Needed from the data below: all lines that contain the word "missing".

"""

PR #2642, opened 2022-02-24
Fix `user-tool stop`

### LINKED ISSUE #2614: The `user-tool stop` is incorrect
```
[root@perf144 user-tool-tooltest]# diff -cw /opt/pbench-agent/tool-scripts/base-tool.orig /opt/pbench-agent/tool-scripts/base-tool
*** /opt/pbench-agent/tool-scripts/base-tool.orig       2022-01-27 21:43:26.826737966 -0500
--- /opt/pbench-agent/tool-scripts/base-tool    2022-01-27 22:17:24.725907434 -0500
***************
*** 178,184 ****
        postprocess_script=""
        start_script=""
        stop_script=""
!       tool_name=""
        longoptions="${longoptions},file-to-capture:,postprocess-script:,start-script:,stop-script:,tool-name:"
        ;;
  virsh-migrate)
--- 178,184 ----
        postprocess_script=""
        start_script=""
        stop_script=""
!       tool_name_arg=""
        longoptions="${longoptions},file-to-capture:,postprocess-script:,start-script:,stop-script:,tool-name:"
        ;;
  virsh-migrate)
***************
*** 463,469 ****
                ;;
        --tool-name)
                if [[ -n "${1}" ]]; then
!                       tool_name="${1}"
                        shift
                fi
                ;;
--- 463,469 ----
                ;;
        --tool-name)
                if [[ -n "${1}" ]]; then
!                       tool_name_arg="${1}"
                        shift
                fi
                ;;
***************
*** 496,502 ****
  fi
 
  if [[ "${tool}" == "user-tool" ]]; then
!       if [[ -z "${tool_name}" ]]; then
                printf -- "%s: You must provide a value for --tool-name\n" "${tool}" >&2
                usage >&2
                exit 1
--- 496,502 ----
  fi
 
  if [[ "${tool}" == "user-tool" ]]; then
!       if [[ -z "${tool_name_arg}" ]]; then
                printf -- "%s: You must provide a value for --tool-name\n" "${tool}" >&2
                usage >&2
                exit 1
***************
*** 506,512 ****
                usage >&2
                exit 1
        fi
!       tool_name="${tool}-${tool_name}"
  else
        tool_name="${tool}"
  fi
--- 506,512 ----
                usage >&2
                exit 1
        fi
!       tool_name="${tool}-${tool_name_arg}"
  else
        tool_name="${tool}"
  fi
***************
*** 771,777 ****
        if [[ -s "${tool_pid_file}" ]]; then
                pid="$(cat ${tool_pid_file})"
                if [[ ! -z "${pid}" ]] ;then
!                       case "${tool_name}" in
                        kvmtrace)
                                # kill the sleep process if it still exists
                                sleep_pid="$(ps --ppid ${pid} | pgrep sleep)"
--- 771,777 ----
        if [[ -s "${tool_pid_file}" ]]; then
                pid="$(cat ${tool_pid_file})"
                if [[ ! -z "${pid}" ]] ;then
!                       case "${tool}" in
                        kvmtrace)
                                # kill the sleep process if it still exists
                                sleep_pid="$(ps --ppid ${pid} | pgrep sleep)"
***************
*** 788,794 ****
                                rc=0
                                ;;
                        perf)
!                               safe_kill "${tool_name}" "${pid}" "INT"
                                # Wait for perf to finish recording.  if you
                                # do not wait, 'perf report' will not be
                                # correct.  perf is not a child process, so we
--- 788,794 ----
                                rc=0
                                ;;
                        perf)
!                               safe_kill "${tool}" "${pid}" "INT"
                                # Wait for perf to finish recording.  if you
                                # do not wait, 'perf report' will not be
                                # correct.  perf is not a child process, so we
***************
*** 809,815 ****
                                rc=${?}
                                ;;
                        blktrace|bpftrace|iostat|mpstat|pcp|sar|systemtap|tcpdump|vmstat)
!                               safe_kill "${tool_name}" "${pid}"
                                rc=${?}
                                ;;
                        proc-interrupts|proc-sched_debug|proc-vmstat)
--- 809,815 ----
                                rc=${?}
                                ;;
                        blktrace|bpftrace|iostat|mpstat|pcp|sar|systemtap|tcpdump|vmstat)
!                               safe_kill "${tool}" "${pid}"
                                rc=${?}
                                ;;
                        proc-interrupts|proc-sched_debug|proc-vmstat)
***************
*** 817,823 ****
                                rc=${?}
                                ;;
                        *)
!                               safe_kill "${tool_name}-datalog" "${pid}"
                                rc=${?}
                                ;;
                        esac
--- 817,823 ----
                                rc=${?}
                                ;;
                        *)
!                               safe_kill "${tool}-datalog" "${pid}"
                                rc=${?}
                                ;;
                        esac
```

webbnh:
Correct references to `$tool` and `$tool_name` in the `base_tool` script, which has the side effect of fixing `user-tool stop`.

In most cases, the changes in this commit have no effect, since `$tool_name` typically has the same value as `$tool`; however, this is not the case when `$tool` is `user-tool`, and this breaks the `case` dispatcher in the `stop` subcommand.  Changing the reference from `$tool_name` (which may include the user tool name as a suffix) to `$tool` (which is always the name of the tool) corrects this.

The rest of the changes have little effect, other than making the code use the "right" variable.

Fixes #2614.

### DIFF
--- a/agent/tool-scripts/base-tool
+++ b/agent/tool-scripts/base-tool
@@ -176,7 +176,7 @@ user-tool)
 	postprocess_script=""
 	start_script=""
 	stop_script=""
-	tool_name=""
+	tool_name_arg=""
 	longoptions="${longoptions},file-to-capture:,postprocess-script:,start-script:,stop-script:,tool-name:"
 	;;
 virsh-migrate)
@@ -464,7 +464,7 @@ while true; do
 		;;
 	--tool-name)
 		if [[ -n "${1}" ]]; then
-			tool_name="${1}"
+			tool_name_arg="${1}"
 			shift
 		fi
 		;;
@@ -497,7 +497,7 @@ if [[ "${mode}" != "install" && ( -z "${tool_dir}" || ! -d "${tool_dir}" ) ]]; t
 fi
 
 if [[ "${tool}" == "user-tool" ]]; then
-	if [[ -z "${tool_name}" ]]; then
+	if [[ -z "${tool_name_arg}" ]]; then
 		printf -- "%s: You must provide a value for --tool-name\n" "${tool}" >&2
 		usage >&2
 		exit 1
@@ -507,7 +507,7 @@ if [[ "${tool}" == "user-tool" ]]; then
 		usage >&2
 		exit 1
 	fi
-	tool_name="${tool}-${tool_name}"
+	tool_name="${tool}-${tool_name_arg}"
 else
 	tool_name="${tool}"
 fi
@@ -708,7 +708,7 @@ start)
 	mkdir -p "${tool_output_dir}"
 	pushd "${tool_output_dir}" >/dev/null
 	if [[ ${?} -ne 0 ]]; then
-		printf -- "%s: failed to create tool output directory, %s\n" "${tool_name}" "${tool_output_dir}" >&2
+		printf -- "%s: failed to create tool output directory, %s\n" "${tool}" "${tool_output_dir}" >&2
 		exit 1
 	fi
 
@@ -720,14 +720,14 @@ start)
 	tool_cmd_file="./${tool_name}.cmd"
 	if [[ -z "${gopath}" ]]; then
 		if [[ "${tool_package_name}" == "golang" ]]; then
-			printf -- "%s: golang based tools require the --gopath option\n" "${tool_name}" >&2
+			printf -- "%s: golang based tools require the --gopath option\n" "${tool}" >&2
 			popd > /dev/null
 			exit 1
 		fi
 		_gopath=""
 	else
 		if [[ ! -d "${gopath}/bin" ]]; then
-			printf -- "%s: invalid GOPATH directory specified, '%s'\n" "${tool_name}" "${gopath}" >&2
+			printf -- "%s: invalid GOPATH directory specified, '%s'\n" "${tool}" "${gopath}" >&2
 			popd > /dev/null
 			exit 1
 		fi
@@ -738,7 +738,7 @@ start)
 		_goroot=""
 	else
 		if [[ ! -x "${goroot}/bin/go" ]]; then
-			printf -- "%s: invalid GOROOT directory specified, '%s'\n" "${tool_name}" "${goroot}" >&2
+			printf -- "%s: invalid GOROOT directory specified, '%s'\n" "${tool}" "${goroot}" >&2
 			popd > /dev/null
 			exit 1
 		fi
@@ -759,7 +759,7 @@ start)
 	# Force LANG=C for all tools
 	printf -- "#!/bin/bash\n# base-tool generated command file\n\nLANG=C PYTHONUNBUFFERED=True%s%s%s exec %s\n" "${_goroot}" "${_gopath}" "${_newpath}" "${tool_cmd}" > "${tool_cmd_file}"
 	chmod +x "${tool_cmd_file}"
-	printf -- "%s: running \"%s\"\n" "${tool_name}" "${tool_cmd}"
+	printf -- "%s: running \"%s\"\n" "${tool}" "${tool_cmd}"
 	tool_stdout_file="./${tool_name}-stdout.txt"
 	tool_stderr_file="./${tool_name}-stderr.txt"
 	${tool_cmd_file} > "${tool_stdout_file}" 2> "${tool_stderr_file}" & echo ${!} > "./${tool_name}.pid"
@@ -769,16 +769,16 @@ start)
 	;;
 stop)
 	if [[ ! -d "${tool_output_dir}" ]]; then
-		printf -- "%s: WARNING - stop - tool output directory, '%s', missing\n" "${tool_name}" "${tool_output_dir}" >&2
+		printf -- "%s: WARNING - stop - tool output directory, '%s', missing\n" "${tool}" "${tool_output_dir}" >&2
 		exit 1
 	fi
 	enable -n kill
-	printf -- "%s: stopping\n" "${tool_name}"
+	printf -- "%s: stopping\n" "${tool}"
 	tool_pid_file="${tool_output_dir}/${tool_name}.pid"
 	if [[ -s "${tool_pid_file}" ]]; then
 		pid="$(cat ${tool_pid_file})"
 		if [[ ! -z "${pid}" ]] ;then
-			case "${tool_name}" in
+			case "${tool}" in
 			kvmtrace)
 				# kill the sleep process if it still exists
 				sleep_pid="$(ps --ppid ${pid} | pgrep sleep)"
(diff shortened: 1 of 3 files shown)


agent/tool-scripts/base-tool
```diff
@@ -759,7 +759,7 @@ start)
 	# Force LANG=C for all tools
 	printf -- "#!/bin/bash\n# base-tool generated command file\n\nLANG=C PYTHONUNBUFFERED=True%s%s%s exec %s\n" "${_goroot}" "${_gopath}" "${_newpath}" "${tool_cmd}" > "${tool_cmd_file}"
 	chmod +x "${tool_cmd_file}"
-	printf -- "%s: running \"%s\"\n" "${tool_name}" "${tool_cmd}"
+	printf -- "%s: running \"%s\"\n" "${tool}" "${tool_cmd}"
```
dbutenhof, line 762: Hmm; you missed some gold files. At the same time, I wonder about the change in the prefix; do we really want to be identifying the "root" `${tool}`, which is generic, vs the full `${tool_name}` here?

```
*** 1,4 ****
! user-tool-foo42: running "/var/tmp/pbench-test-tool-scripts/user-tool/tmp/foo42.start /var/tmp/pbench-test-tool-scripts/user-tool/tools-group/user-tool-foo42 10"
! user-tool-foo42: stopping
! user-tool-foo42: post-processing following stop
! user-tool-foo42: post-processing data
--- 1,4 ----
! user-tool: running "/var/tmp/pbench-test-tool-scripts/user-tool/tmp/foo42.start /var/tmp/pbench-test-tool-scripts/user-tool/tools-group/user-tool-foo42 10"
! user-tool: stopping
! user-tool: post-processing following stop
! user-tool: post-processing data
```

webbnh: (Sorry about the missing gold files!)

>I wonder about the change in the prefix

While this is certainly open for discussion, this change was intentional:  the "tool" which the user invoked is `user-tool`, and so it seems like it should identify itself as such.  Now, it's true that `user-tool` is actually used to run another tool, so...it's not crazy to use the combined prefix, but it _is_ a little weird.  (In particular, it's not quite right in the first line of the output that you quoted, since that's describing `user-tool`'s invocation of the user's tool; and, if we go with the straightforward prefix for that one, then the others look strange, especially since they are describing actions by `user-tool` itself -- if the sub-tool reports something, it can tag it with it's own name....)

Now, if someone points out that a user could have a single Pbench run with multiple tools being run by separate invocations of `user-tool`, I might be swayed against this change, but I think the outputs go to separate log files, in which case any ambiguity created by the common prefix should be easy to dispel.

(I suppose, we might compromise by using a different format for the prefix (e.g. `user-tool(foo42): `) which would be clearer (i.e., there _is_ no `user-tool-foo42` command or script, but there _was_ an invocation of `user-tool` with the **argument** `foo42`).)

portante: Since `tool_name` is used to form the "tool output directory", and all remaining uses of `tool_name` after this change refer to files in the `tool_output_directory`, it seems we can just drop all other uses of it entirely.

portante (changes requested):
Could we have one commit with the original diff, and the additional changes on top?  The original patch posted in issue #2614 has been verified on a live system and in use currently.

agent/tool-scripts/base-tool
dbutenhof: I'm not sure `user-tool` alone is actually of much use to anyone (it can't be used and has no meaning without `--tool-name`)... none of the other tools linked to this script have that problem.

I like the `user-tool(foo42)` idea, though, instead of implying a tool path that doesn't exist.

webbnh:
> Could we have one commit with the original diff, and the additional changes on top?

I think you mean, could I please start over?...

Are you expecting the two commits to be merged as separate commits to `main`, or are they going to end up squashed anyway...because if separating them is just for review purposes, this review is not that hard, and I'm pretty sure that separating them will be more trouble than it's worth.

> The original patch posted in issue #2614 has been verified on a live system and in use currently.

In that case, @portante, why did you post it as an Issue instead of as a PR??  (And, why did you post it as a big ol' blob of text instead of as a patch file?)

agent/tool-scripts/base-tool
webbnh: > Since `tool_name` is used to form the "tool output directory", and all remaining uses of `tool_name` after this change refer to files in the `tool_output_directory`, it seems we can just drop all other uses of it entirely.

I'm not sure what you're suggesting, here, @portante....  With my change, the only references to `tool_name` are in the context of constructing various filenames; however, not all of them are (obviously) in `tool_output_directory` (so I cannot, e.g., simply replace uses of `tool_name` with `tool_output_directory`), so I think we still need to use `tool_name` in the places where I haven't replaced it with `tool`.  Or, are you saying something else?

webbnh: > I like the `user-tool(foo42)` idea, though, instead of implying a tool path that doesn't exist.

The principal problem there is that there are points in the script where we know we're running `user-tool` but don't yet know that we're using it to run `foo42`...so, if I go with the decorated approach, many of the messages will have the decoration but more than a quarter of them won't...which feels weird.

webbnh:
> Could we have one commit with the original diff

The original diff appears to me to show three sets of changes:
- there's the bugfix (which I think is a one-liner)
- there's the clean-up which employs `tool_name_arg` as a replacement for early uses of `tool_name`
- there's later clean-up which replaces uses of `tool_name` with `tool` in contexts where the two contain the same value (and there's also one other change which falls into this bucket once the bugfix is in place).

So, the changes that I added are just more of the same stuff.

portante:
> > Could we have one commit with the original diff, and the additional changes on top?
> 
> I think you mean, could I please start over?...

Ah, no.

You can insert a commit before an existing one to isolate changes.

> 
> Are you expecting the two commits to be merged as separate commits to `main`, or are they going to end up squashed anyway...because if separating them is just for review purposes, this review is not that hard, and I'm pretty sure that separating them will be more trouble than it's worth.

Perhaps.  But the key is the bug fix does not require all the changes being made here.  So having the bug fix separate from the rest of the changes being made seems worth-while to do.

> 
> > The original patch posted in issue #2614 has been verified on a live system and in use currently.
> 
> In that case, @portante, why did you post it as an Issue instead of as a PR?? (And, why did you post it as a big ol' blob of text instead of as a patch file?)

For a number of reasons: 1. at the time I was working on a higher priority set of work when this came up, 2. the person who reported the problem had showed me the beginnings of a fix, but it was not correct and reviewing it resulted in that patch, 3. the work it would take to make a proper PR for review would have had taken more time to do than was available at that time.

The issue report was quick-n-dirty for sure.  Sorry.

portante:
Here is an example branch with the simple tool fix applied before all the other changes, and then the full removal of the `tool_name` variable since it is unnecessary with all the output in a unique directory.

https://github.com/portante/pbench/commits/user-tool

webbnh:
> Here is an example branch with the simple tool fix applied before all the other changes, and then the full removal of the `tool_name` variable since it is unnecessary with all the output in a unique directory.
> 
> https://github.com/portante/pbench/commits/user-tool

If I might suggest...why don't you put up a PR for that?  Then I can close this PR, and we can go approve that one instead.  (If I incorporate your work here that would potentially disqualify you as a reviewer....  😁)

portante:
Replaced by #2650.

"""

## Solution to the problem
-		printf -- "%s: WARNING - stop - tool output directory, '%s', missing\n" "${tool_name}" "${tool_output_dir}" >&2
+		printf -- "%s: WARNING - stop - tool output directory, '%s', missing\n" "${tool}" "${tool_output_dir}" >&2
webbnh: (Sorry about the missing gold files!)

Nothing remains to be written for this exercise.